### Task objective
Among the lines of the records below, count those with the word "OSEnvironments". Reply with that number alone.

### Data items
PR #5616, opened 2020-01-31
[feedback needed] attempt to improve class comment for RemoteString

hogoww:
I don't think that's enough. I'd love some feedback on this

### DIFF
--- a/src/System-Sources/RemoteString.class.st
+++ b/src/System-Sources/RemoteString.class.st
@@ -1,7 +1,7 @@
 "
 My instances provide an external file reference to a piece of text.  It may be the sourceCode of a method, or the class comments of a class.
 
-The 'changes' file or 'file-in' file usually has a chunk that is just the source string of a method:
+The 'changes' file or 'file-in' file usually have a chunk that is just the source string of a method:
 
 max: aNumber
 	^ self > aNumber ifTrue: [self] ifFalse: [aNumber]!
--- a/src/System-Sources/RemoteString.class.st
+++ b/src/System-Sources/RemoteString.class.st
@@ -1,18 +1,19 @@
 "
 My instances provide an external file reference to a piece of text.  It may be the sourceCode of a method, or the class comments of a class.
 
-The changes file or file-in file usually has a chunk that is just the source string of a method:
+The 'changes' file or 'file-in' file usually has a chunk that is just the source string of a method:
 
 max: aNumber
 	^ self > aNumber ifTrue: [self] ifFalse: [aNumber]!
 
-I can return either a String or a Text.  Some a chunk is followed by a second chunk (beginning with ]style[) containing style information.  The encoding is like this:
+I can return either a String or a Text. A chunck of code is followed by a second chunk (beginning with ]style[) containing style information. The encoding is like this:
 
 max: aNumber
 	^ self > aNumber ifTrue: [self] ifFalse: [aNumber]!
 ]style[(14 50 312)f1,f1b,f1LInteger +;i!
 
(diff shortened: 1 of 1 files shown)


MarcusDenker (approved):

src/System-Sources/RemoteString.class.st
```diff
@@ -1,18 +1,19 @@
...
 
-I can return either a String or a Text.  Some a chunk is followed by a second chunk (beginning with ]style[) containing style information.  The encoding is like this:
+I can return either a String or a Text. A chunck of code is followed by a second chunk (beginning with ]style[) containing style information. The encoding is like this:
 
 max: aNumber
 	^ self > aNumber ifTrue: [self] ifFalse: [aNumber]!
 ]style[(14 50 312)f1,f1b,f1LInteger +;i!
 
-Allowed TextAttributes are TextFontChange, TextEmphasis, TextColor, TextDoIt, TextKern, TextLink, TextURL.  TextFontReference and TextAnchor are not supported.
+Allowed TextAttributes are TextFontChange, TextEmphasis, TextColor, TextDoIt, TextKern, TextLink, TextURL.
```
myroslavarm, line 19: I would say "TextAttributes that are allowed are: ..."

src/System-Sources/RemoteString.class.st
```diff
@@ -1,18 +1,19 @@
 "
 My instances provide an external file reference to a piece of text.  It may be the sourceCode of a method, or the class comments of a class.
 
-The changes file or file-in file usually has a chunk that is just the source string of a method:
+The 'changes' file or 'file-in' file usually has a chunk that is just the source string of a method:
```
myroslavarm: I'm not sure whether the changes and file-in files are meant to be different here. If they are, i would say "changes and file-in files usually have..."; if they aren't, i would say "the changes (or file-in) file usually has..."

src/System-Sources/RemoteString.class.st
```diff
@@ -1,18 +1,19 @@
...
 
 max: aNumber
 	^ self > aNumber ifTrue: [self] ifFalse: [aNumber]!
 
-I can return either a String or a Text.  Some a chunk is followed by a second chunk (beginning with ]style[) containing style information.  The encoding is like this:
+I can return either a String or a Text. A chunck of code is followed by a second chunk (beginning with ]style[) containing style information. The encoding is like this:
```
guillep: Not all chunks have style. Only some of them.

src/System-Sources/RemoteString.class.st
guillep: They -> have ;)

guillep (changes requested):
Hi @hogoww could you fix the couple of typos? Otherwise I think it is good :)

hogoww:
Don't know why i cannot answer you on the conversation.
The typo is fixed.
The other one i'm not sure I understand the initial text. so i'm having trouble correcting it.
I'll see tomorrow with a rested mind.

src/System-Sources/RemoteString.class.st
guillep: What this "wanted to mean" (:P) was that in a source file (sources, changes, fileouts) we store chunks of code. Some chunks are styled (they have parts in bold, or font color...). When a chunk is styled, it is followed by a second chunk (prefixed with something like ]sytle[), and specifying the style.

hogoww:
I actually used what you wrote because i think this was waaaaaaaaaay better, I hope you don't mind.
Thanks ! =)

guillep:
Not at all :P

I wrote that with a baby that was drooling on my arm and moving around, so if that was good enough...

hogoww:
Guess he inspired you :D

guillep (approved):
Good enough. I'll integrate

guillep:
Thanks :)

PR #5619, opened 2020-02-01
Update Spec 0.2.1

estebanlm:
merge Spec 0.2.1

fix dependency problems

### DIFF
--- a/src/BaselineOfMorphic/BaselineOfMorphic.class.st
+++ b/src/BaselineOfMorphic/BaselineOfMorphic.class.st
@@ -124,7 +124,6 @@ BaselineOfMorphic >> baseline: spec [
 		spec package: 'Morphic-Widgets-TickList'.
 		
 		spec package: 'System-Changes-FileServices'.
-		spec package: 'System-OSEnvironments'.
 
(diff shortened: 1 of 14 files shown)


estebanlm:
I fixed the problems coming from Spec2 but now there are: 

1) Spec1 dependency problem (shouldn't we remove Spec1?)
2) testExternalUFFIDependencies
3) testExternalMorphicCoreDependencies 

I do not think this is related to my merge, but certainly those problems should not be there.

Any idea, @tesonep, @MarcusDenker ?

Ducasse:
So esteban I should I merge?

estebanlm:
if you want :)
I can still do a new PR to fix the remaining issues... but I wonder why I'm having them.

tesonep:
This merge was integrated somewhere else....

estebanlm:
who?

tesonep:
I see it in the history, it is your commit but it cannot be said how it got
there. There is no merge, maybe it have been pushed in other pr or
directly, both by error. But we have to think how to avoid it. Although, it
is not easy.

This is already fixed, and also we can always revert commits, so it is not
a real issue.

PR #5621, opened 2020-02-01
5617-LazyListMorph-missing-theme-hook

### LINKED ISSUE #5617: LazyListMorph missing theme hook
The color of the row should call the them for both selected and unselected row

colorForRow: row 
	"Answer the color for the row text."
	
	^ (self isRowSelected: row )
		ifTrue: [ self theme selectedItemListTextColor  ]
		ifFalse: [ self theme listTextColor ]

Ducasse:
Fixes: #5617 make sure that we can control the color of non/selected list item.

### DIFF
--- a/src/Polymorph-Widgets/UITheme.class.st
+++ b/src/Polymorph-Widgets/UITheme.class.st
@@ -5322,6 +5322,13 @@ UITheme >> selectedFillStyleFor: aMorph height: anInteger [
 ]
 
 { #category : #'accessing colors' }
+UITheme >> selectedItemListTextColor [
+	"Answer the color for the selected item in a list text."
+
+	^ Color black
+]
+
+{ #category : #'accessing colors' }
 UITheme >> selectionBarColor [
 
 	^ self settings selectionBarColor
--- a/src/Polymorph-Widgets/UITheme.class.st
+++ b/src/Polymorph-Widgets/UITheme.class.st
@@ -5325,7 +5325,7 @@ UITheme >> selectedFillStyleFor: aMorph height: anInteger [
 UITheme >> selectedItemListTextColor [
 	"Answer the color for the selected item in a list text."
 
-	^ Color black
+	^ self textColor
 ]
 
 { #category : #'accessing colors' }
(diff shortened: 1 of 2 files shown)


Ducasse:
Si vous pouvez jeter un oeil pour regarder si cela ne casse pas vos themes
Moi j'en ai besoin pour les miens.

src/Polymorph-Widgets/UITheme.class.st
```diff
@@ -5321,6 +5321,13 @@ UITheme >> selectedFillStyleFor: aMorph height: anInteger [
 
 ]
 
+{ #category : #'accessing colors' }
+UITheme >> selectedItemListTextColor [
+	"Answer the color for the selected item in a list text."
+
+	^ Color black
```
estebanlm: default selected color needs to be "textColor", not black.

estebanlm (changes requested):

src/Polymorph-Widgets/UITheme.class.st
Ducasse: Ok I will check if it is working with my style. My problem is that I could not see the text of certain items. 
Thanks for the feedback

Ducasse: This does not work for me. 


Screenshot 2020-02-01 at 11 33 58

Ducasse: This is the only place in the system it does not work. 
I do not understand why this is happening. In particular since

In my theme I redefined textColor this way. 

	"This is only for all the list and the text except that the selection color can hide it on certain list."
	^ Color black

Ducasse: I'm investigating (but my brain is fucked by the flu) still I spent a lot of time on this issue in the past. There is something strange.

Ducasse: Now I'm totally confused :( So probably should go to bed. ;(

Ducasse: Ok apparently lazyListMorph is used in dropBox. Not the finder tree.

Ducasse: So for the dropbox what you propose is working.

Ducasse:
Now I have a problem with the tree color or something like that.

Ducasse:
I do not get why the second change I did does not show up. 
So boring.

Ducasse:
The change was done!

PR #5607, opened 2020-01-31
[improvement] Kasper's implementation of atRandom for bags. 

hogoww:
See PR #5445
@kasperosterbye =]

PR #5630, opened 2020-02-05
5392-atRandom-Pharo9

### LINKED ISSUE #5392: Proposed improvement : performance of #atRandom: in class Bag
Whenever using Bag instances with a LARGE number of objects (like millions), #atRandom becomes less and less useable since it almost crawls to a halt. The problem resides in the fact that the Bag class inherits #atRandom: (which is called by #atRandom) from Collection and the current implementation of Collection>>#atRandom: uses #do: to iterate over EVERY item (virtual) of the bag. A faster method would be to use the occurrences of every object in the bag to iterate only over the keys in the dictionary instead of iterating over all the "virtual" items contained in the bag.  

I have included a fix (see attached file).

Here are some example timings to show the performance difference:

Tests WITHOUT #atRandom: override!

Very good case : evaluated #atRandom 200 times in 17.27 seconds for 3000000 elements!
Average case : evaluated #atRandom 200 times in 193.38 seconds for 3000000 elements!
Worst case : evaluated #atRandom 200 times in 283.19 seconds for 3000000 elements!

Tests WITHOUT #atRandom: override!

Very good case : evaluated #atRandom 200 times in 16.26 seconds for 3000000 elements!
Average case : evaluated #atRandom 200 times in 185.52 seconds for 3000000 elements!
Worst case : evaluated #atRandom 200 times in 295.37 seconds for 3000000 elements!

--------------

Tests WITH #atRandom: override!

Very good case : evaluated #atRandom 200 times in 12.76 seconds for 3000000 elements!
Average case : evaluated #atRandom 200 times in 37.89 seconds for 3000000 elements!
Worst case : evaluated #atRandom 200 times in 44.79 seconds for 3000000 elements!

Tests WITH #atRandom: override!

Very good case : evaluated #atRandom 200 times in 12.61 seconds for 3000000 elements!
Average case : evaluated #atRandom 200 times in 37.93 seconds for 3000000 elements!
Worst case : evaluated #atRandom 200 times in 44.73 seconds for 3000000 elements!
[Bag-atRandom.zip](https://github.com/pharo-project/pharo/files/3977404/Bag-atRandom.zip)

MarcusDenker:
fixes #5392 for Pharo9. The method is the same as the one in Pharo8, I will open a new issue for further suggested improvements

### DIFF
--- a/src/Random-Core/Bag.extension.st
+++ b/src/Random-Core/Bag.extension.st
@@ -1,0 +1,18 @@
+Extension { #name : #Bag }
+
+{ #category : #'*Random-Core' }
+Bag >> atRandom: aGenerator [
+	"Answer a random element of the receiver. Uses aGenerator which
+	should be kept by the user in a variable and used every time. Use
+	this instead of #atRandom for better uniformity of random numbers because 
+	only you use the generator. Causes an error if self has no elements."
+
+	| rand index |
+ 	self emptyCheck.
+ 	rand := aGenerator nextInt: self size.
+ 	"overwritten to use a faster enumeration"
+ 	index := 0.
+ 	self doWithOccurrences: [ :key :count | 
+ 		index := index + count.
+ 		rand <= index ifTrue: [ ^ key ] ]
+]


MarcusDenker:
Ups. We have already https://github.com/pharo-project/pharo/pull/5607

MarcusDenker:
No, lets *first* get it in sync with Pharo8. Then we can improve

MarcusDenker:
(the other one was for Set, this is for Bag)

MarcusDenker:
failure not related

PR #5636, opened 2020-02-05
5633-Speedup-implementors-and-senders-do-not-wrap-in-Ring1-entity

### LINKED ISSUE #5633: Speedup implementors and senders: do not wrap in Ring1 entity
senders is not very fast, part of the reason is that we wrap every single result in a RGMethod.

This is done by #methodReference. 

We should try to remove it. What happens if we just return compiledMethods? In the past they did not know their class nor selector, so a wrapper was needed to have that information.

I suggest to remove the #methodReference sends and then check if the tools can deal with raw methods. One thing to check is especially when code is updated: will the tools show that?

MarcusDenker:
do not wrap senders and implementors in Ring1 entities. Fixes #5633

### DIFF
--- a/src/Kernel-Tests-Extended/BehaviorTest.extension.st
+++ b/src/Kernel-Tests-Extended/BehaviorTest.extension.st
@@ -5,15 +5,15 @@ BehaviorTest >> testAllReferencesTo [
 	| result |
 	result := SystemNavigation new allReferencesTo: Point binding.
 	result do: [ :each | self assert: (each compiledMethod hasLiteral: Point binding) ].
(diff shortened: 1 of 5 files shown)


MarcusDenker:
[#ifTrue: senders ] bench  

Before:  "'4.726 per second'"
After: "'14.152 per second'"

The more senders found, the larger the difference.

MarcusDenker:
Failing tests:

BehaviorTest>>testAllReferencesTo
SystemNavigationTest>>testAllSendersOfReturnsExistingMethods
SystemNavigationTest>>testIsMessageSentInSystemAnswersMethodReference

MarcusDenker:
failing tests are not related

PR #5640, opened 2020-02-06
5478-Inspector-on-a-ByteSymbol-should-get-the-senders-of-this-symbol-on-a-lazy-way

### LINKED ISSUE #5478: Inspector on a ByteSymbol should get the senders of this symbol on a lazy way

MarcusDenker:
Speedup "senders" and "implementors" tab. 
- It is already faster due to not wrapping in Ring Definitions
- It was getting the lists twice, I changed that to only one time
- it was *rendering* the code for the method, not the name --> much faster without that.

It might be still too slow on large images, but we should check that before we remove.

fixes #5478

### DIFF
--- a/src/GT-InspectorExtensions-Core/Symbol.extension.st
+++ b/src/GT-InspectorExtensions-Core/Symbol.extension.st
@@ -6,7 +6,7 @@ Symbol >> gtInspectorImplementorsIn: composite [
 	composite list 
 		title: 'Implementors';
 		display: [ self systemNavigation allImplementorsOf: self ];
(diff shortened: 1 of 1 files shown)


MarcusDenker:
Bootstrap failes with a DNU for 

RGBehavior #announceEnvironmentChanged 

which does not exist in either Pharo 8 nor Pharo9

MarcusDenker:
Bootstrap got fixed, error not related

PR #5641, opened 2020-02-06
RemoveAllInstancesInspector

MarcusDenker:
#allInstances is too slow on large images and can potentially lead to *very* large lists to be rendered. The best is to remove this tab


tesonep (approved):

jecisc:
Maybe we should have in the Spec inspector the possibility to declare a tab like potentially slow and when the user clicks on it he could have the possibility to stop the creation of the tab?

PR #5857, opened 2020-03-05
isLiteralMethod-should-work-on-sista

estebanlm:
taking literal method bytecodes from encoder class


MarcusDenker (approved):

Ducasse:
Little question: why isLiteralMethod is still packaged in Calypso? and not in compiledMethod or related packages?

PR #5863, opened 2020-03-07
windowMenuCleanup

pavel-krivanek:
windowMenuOn: cleanup

We have two implementations of windows menu definition. One uses pragma and allows windows menus to be extended by other packages, the other is hardcoded. Unfortunately, the pragma version is not used. This PR changes it

### DIFF
--- a/src/Morphic-Widgets-Windows/SystemWindow.class.st
+++ b/src/Morphic-Widgets-Windows/SystemWindow.class.st
@@ -1326,12 +1326,17 @@ SystemWindow >> maximumExtent: aPoint [
 { #category : #api }
 SystemWindow >> menu [
 
-	| aMenuBuilder |
-	aMenuBuilder := (PragmaMenuBuilder pragmaKeyword: self discoveredMenuPragmaKeyword model: self)
-		menuSpec;
-		yourself.
-				
-	^ aMenuBuilder menu
+	| aMenuBuilder res |
+
+	aMenuBuilder := BlockMenuBuilder owner: self.
+	aMenuBuilder model: self.
+	aMenuBuilder buildingBlock: [ :aBuilder |
+		self class windowMenuOn: aMenuBuilder.
+		self class tilingMenuOn: aBuilder.
+		self class tilingMenuItemsOn: aBuilder ].
+	aMenuBuilder menuSpec.
+	res := aMenuBuilder menu.
+	^ res.
 ]
 
 { #category : #'resize/collapse' }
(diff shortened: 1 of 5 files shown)


pavel-krivanek:
with this PR, I added the window tiling menu items (we already have the shortcuts for them for a long time)

Pharo_EdpD2JE6Mx

src/Morphic-Widgets-Windows/SystemWindow.class.st
```diff
@@ -1277,10 +1277,12 @@ SystemWindow >> maximumExtent: aPoint [
...
-	| aMenu |
-	aMenu := MenuMorph new.
-	self windowMenuOn: aMenu.
-	^ aMenu
+	| aMenuBuilder |
+	aMenuBuilder := (PragmaMenuBuilder pragmaKeyword: self discoveredMenuPragmaKeyword model: self)
+		menuSpec;
+		yourself.
+				
+	^ aMenuBuilder menu
```
guillep: I invoke @tesonep here for review, because he was chasing performance problems with the pragma collector, particularly in big images.

pavel-krivanek: I see... Then we need smarter caches system for pramgas.

tesonep: Yes, this change should be redone to not use pragmas.
Directly we can call the builder method

tesonep: I think the best solution is to use the builder and remove the usage of the window pragma.

pavel-krivanek: hmm, it follows the very same pattern as the world menu. Will we change the registration mechanism for both? (Commander or so...)

pavel-krivanek: ehhh.... guess what... we do not have the other working menu builder than the `PragmaMenuBuilder`

Ducasse: Indeed based on Commander2 we wanted to build a new menu builder and remove the old one and esteban told us that this is not needed because people should use Spec2.
Well reality is in the middle. The pragmaMenuBuilder and friends suck quite a bit to my eyes and commander2 was designed (and the last chapter explains it) so that people can exactly build menu builder for their own framework.

pavel-krivanek: in this case, it is part of the Morphic-Core so we should take care of dependencies

Ducasse:
Yes now commander core is not linked to Spec at all. 
In fact all the spec2 support is managed by a decorator and the same can be done for morphic or Bloc :)

pavel-krivanek:
So, I created a menu builder that does not use pragmas. It is not the most elegant solution but integration of Commander2 into the Morphic menus building process would require such menu builder anyway... :-/

Ducasse:
So is the issue ready to integrate?
I think so

pavel-krivanek:
yes, build artifacts work well

PR #5866, opened 2020-03-09
Adding a name cache to the Package organizer.

tesonep:
Adding a name cache to the Package organizer.
The package organizer should not recalculate the names every time, as the tools access them by the collection of names


Ducasse:
Pablo who is calling the cache to remove packages?

tesonep:
The package organizer was already receiving the remove package announcement and executing basicRemovePackage: and I have added removePackageNameFromCache: in this method.

Ducasse:
Thanks for the explanation.

Ducasse:
Apparently this is a problem with the dependencyTests

Ducasse:
Pablo I will integrate it and we should fix the dependency after?

guillep:
> Pablo I will integrate it and we should fix the dependency after?

I'd say, let's not hurry :)
If we break all the tests now, other PRs will be polluted and we will start with "not related" "not related" "not related"

tesonep:
@guillep is right I will fix the PR
It will be easy to fix it now than later.

tesonep:
Also I think most of the errors are already fixed, and the run is old. I will update the PR and we can see what of them are real

tesonep:
The problem looks like a real problem with the initialization of the cache during the bootstrap. 
I am checking it.

src/RPackage-Core/RPackageOrganizer.class.st
```diff
@@ -213,6 +214,15 @@ RPackageOrganizer >> addMethod: method [
 	rPackage addMethod: method
 ]
 
+{ #category : #'package-names-cache' }
+RPackageOrganizer >> addPackageNameToCache: aPackageName [
+
+	packageNames ifNil: [ ^ self ].
```
estebanlm, line 220: why not 
```Smalltalk
self packageNames add: ... 
```
?

tesonep: Because packageNames will force the generation of the cache during the loading of code, and I wanted to generate it in the first read. Maybe I am just optimizing before needed.

guillep (approved):
Tests not related, and from an old run.

image

PR #5869, opened 2020-03-09
Added 4-value message and 4-cull message to MessageSend and WeakMessa…

David5i6:
Added 4-value message and 4-cull message to MessageSend and WeakMessageSend because the object has a 4-with perform message that is a primitive.

### DIFF
--- a/src/Kernel/MessageSend.class.st
+++ b/src/Kernel/MessageSend.class.st
@@ -115,6 +115,13 @@ MessageSend >> cull: arg1 cull: arg2 cull: arg3 [
 		ifFalse: [ self value: arg1 value: arg2 value: arg3 ]
 ]
 
+{ #category : #evaluating }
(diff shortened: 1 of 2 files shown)


Ducasse:
Hello David

While this is nice that you spent your time doing it. We do not want to have support for 4 arguments. First because a message with three arguments is already a lot so 4 is really not needed. If people really want they can use the version with an array. 
I will let other people react but this is my analysis. 
I never needed this message. 
S.

David5i6:
That makes, sense.

I also put an eye on squeack and cuis. Suprisingly Squeack has these variants while Cuis only has the array version, no 1,2 o 3 parameters.

After seeing that I liked the Cuis approximation becauses classes has few methods without losing functionality.

Ducasse:
This is true that the VM has only one primitive expecting an array of arguments. 
But forcing all the users to create an array is not that nice. 
I prefer our tradeoffs.

PR #5873, opened 2020-03-10
5872-workingDirectory-badly-resolved-if-its-path-contains-non-ascii-characters

### LINKED ISSUE #5872: workingDirectory badly resolved if its path contains non-ascii characters
To reproduce:
1. create a folder with a name containing a non-ascii character: `mkdir loïc && cd loïc`
1. get a fresh pharo image and vm: `curl get.pharo.org/64/80+vm |  bash`
1. `./pharo-ui Pharo.image eval "(FileLocator workingDirectory) asFileReference exists"` => false
1. `./pharo-ui Pharo.image eval "(FileLocator workingDirectory) asFileReference fullName"` => /private/tmp/loÃ¯c

It is because the primitive `primitiveGetCurrentWorkingDirectory` just returns a raw byte array that should be decoded with the proper Character encoding.

Running `ZnCharacterEncoder utf8 asZnCharacterEncoder decodeBytes: OSPlatform current currentWorkingDirectoryPath asByteArray`gives the expected result: /private/tmp/loïc

demarey:
Fixes #5872 workingDirectory badly resolved if its path contains non-ascii characters

### DIFF
--- a/src/System-Platforms/OSPlatform.class.st
+++ b/src/System-Platforms/OSPlatform.class.st
@@ -118,7 +118,7 @@ OSPlatform >> currentWorkingDirectoryPathWithBufferSize: aBufferSize [
 
 { #category : #accessing }
 OSPlatform >> currentWorkingDirectoryRawPath [
-	"This method calls the method getPwdViaFFI with arugement of a buffer size. 
+	"This method calls the method getPwdViaFFI with argument of a buffer size. 
 	By default it uses the defaultMaximumPathLength of each subclass as the buffer size.
 	We return a raw byte array that should be decoded with the proper encoding."
 	^ (self currentWorkingDirectoryPathWithBufferSize: self defaultMaximumPathLength) asByteArray
--- a/src/System-Platforms/OSPlatform.class.st
+++ b/src/System-Platforms/OSPlatform.class.st
@@ -126,6 +126,12 @@ OSPlatform >> currentWorkingDirectoryRawPath [
 ]
 
 { #category : #accessing }
+OSPlatform >> defaultEncoding [
+
+	^ ZnCharacterEncoder utf8
+]
+
+{ #category : #accessing }
 OSPlatform >> defaultMaximumPathLength [
 	"This method returns the default maximum path length for the getCurrentWorkingDirectory implementation"
 	 ^self subclassResponsibility 
--- a/src/System-Platforms/OSPlatform.class.st
+++ b/src/System-Platforms/OSPlatform.class.st
@@ -98,7 +98,7 @@ OSPlatform >> current [
 { #category : #accessing }
 OSPlatform >> currentWorkingDirectoryPath [
 	"We MUST decode raw bytes to support non-Ascii characters"
-	^ self currentWorkingDirectoryRawPath decodeWith: self environment defaultEncoding
+	^ self currentWorkingDirectoryRawPath decodeWith: self defaultEncoding
 ]
 
 { #category : #accessing }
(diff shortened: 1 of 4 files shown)


tesonep:
@demarey check that the modified method relies in a method that is loaded in a package that is loaded later. As this is core part of the system, we need to be aware that maybe #environment is not accessible.

Ducasse:
Christophe I let you have a look.

src/System-Platforms/OSPlatform.class.st
```diff
@@ -97,26 +97,34 @@ OSPlatform >> current [
...
 	^ self currentWorkingDirectoryPathWithBuffer: buffer
 ]
 
+{ #category : #accessing }
+OSPlatform >> currentWorkingDirectoryRawPath [
+	"This method calls the method getPwdViaFFI with arugement of a buffer size. 
+	By default it uses the defaultMaximumPathLength of each subclass as the buffer size.
+	We return a raw byte array that should be decoded with the proper encoding."
+	^ (self currentWorkingDirectoryPathWithBufferSize: self defaultMaximumPathLength) asByteArray
+
```
guillep, line 125: Is the `asByteArray` needed?

src/System-Platforms/OSPlatform.class.st
```diff
@@ -97,26 +97,34 @@ OSPlatform >> current [
 
 { #category : #accessing }
 OSPlatform >> currentWorkingDirectoryPath [
-	"This method calls the method getPwdViaFFI with arugement of a buffer size. By default it uses the defaultMaximumPathLength of each subclass as the buffer size."
-	^ self currentWorkingDirectoryPathWithBufferSize: self defaultMaximumPathLength
-
+	"We MUST decode raw bytes to support non-Ascii characters"
+	^ self currentWorkingDirectoryRawPath decodeWith: self environment defaultEncoding
```
guillep: As @tesonep says, `environment` is an extension method, so this method is creating a circular dependency. (System-Platforms <-> System-OSEnvironments)

guillep (changes requested):

guillep:
@demarey could you give us an idea of when you'll be checking this?

demarey:
@guillep 
OSPlatform>>#currentWorkingDirectoryPath uses 
- #decodeWith: packaged in Zinc-Character-Encoding-Core (loaded in Bootstrap kernel group) => ok
- #defaultEncoding packaged in System-OSEnvironments. The problem here is that System-OSEnvironments package is loaded with UFFI because it uses a lot UFFI. BaselineOfUnifiedFFI is loaded either by MorphicCore or Athens (loaded by BaselineOfIDE).
I have the feeling that we should move the #defaultEncoding definition from OSEnvironment to OSPlatfrom. WDYT?

guillep:
> * #defaultEncoding packaged in System-OSEnvironments. The problem here is that System-OSEnvironments package is loaded with UFFI because it uses a lot UFFI. BaselineOfUnifiedFFI is loaded either by MorphicCore or Athens (loaded by BaselineOfIDE).
>   I have the feeling that we should move the #defaultEncoding definition from OSEnvironment to OSPlatfrom. WDYT?

Looks good enough to me. Can we try that?

tesonep:
Really cool analysis, it will be nice to extend the dependency analyser to
know where the packages are loaded and its dependencies.

What do you think?

tesonep:
And also, I share it should be a good solution to move the method

guillep:
Thanks! Let's wait for the CI.

guillep (approved):
Good! tests are green!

### Expected output
4